Deciphering characteristics of Macaranga tanarius leaves extract with electron shuttle-associated anti-inflammatory activity via microbial fuel cells, molecular docking, and network pharmacology

Abstract

Recent studies have shown that the potential disease-treating characteristics of traditional Chinese medicine (TCM) were associated with electron-shuttling and bioenergy-stimulating capabilities.

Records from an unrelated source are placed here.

Issue #1411, opened 2016-10-28
Validation is not working in the "Message All Volunteers" modal


nemesv:
When you try to create an invalid message, without a subject and message, "nothing happens": 
- no error message
- the modal stays open
- the "Send Message" gets disabled

The following JS error is displayed in the console: 

```
VM209:1 Uncaught SyntaxError: Unexpected token B in JSON at position 0(…)
error @ taskDetails.js:40
```

![image](https://cloud.githubusercontent.com/assets/251330/19819945/40d214ce-9d57-11e6-90da-b7da1571fbf9.png)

These redox-mediating characteristics are possibly even beneficial in the treatment of a wide variety of diseases ranging from viral infections to inflammations. This first-attempt study tended to investigate electron-mediating and bioenergy-extracting potentials of Macaranga tanarius leaves extract using dual chamber microbial fuel cells (MFCs) to unveil correlations of the anti-inflammatory potential for value-added applications. Network pharmacology and molecular docking studies were conducted with compounds identified to own electron-shuttling capabilities in the leaves extract to determine inhibitory activity with inflammation receptors. M. tanarius has shown significant bioenergy-stimulating characteristics, with the water extract having a 1.72±0.21-fold power generation. The underlying mechanism of action of M. tanarius was proposed via network pharmacology, suggesting how it targets specific proteins to inhibit potential diseases, such as kidney nephropathy. The findings revealed that major flavonoids bound to receptors via hydrogen bonds and π-interactions stabilizing the protein-ligand complex. Thus, exhibiting a high binding affinity with inflammation receptors, suggesting how it targets specific proteins to inhibit potential diseases.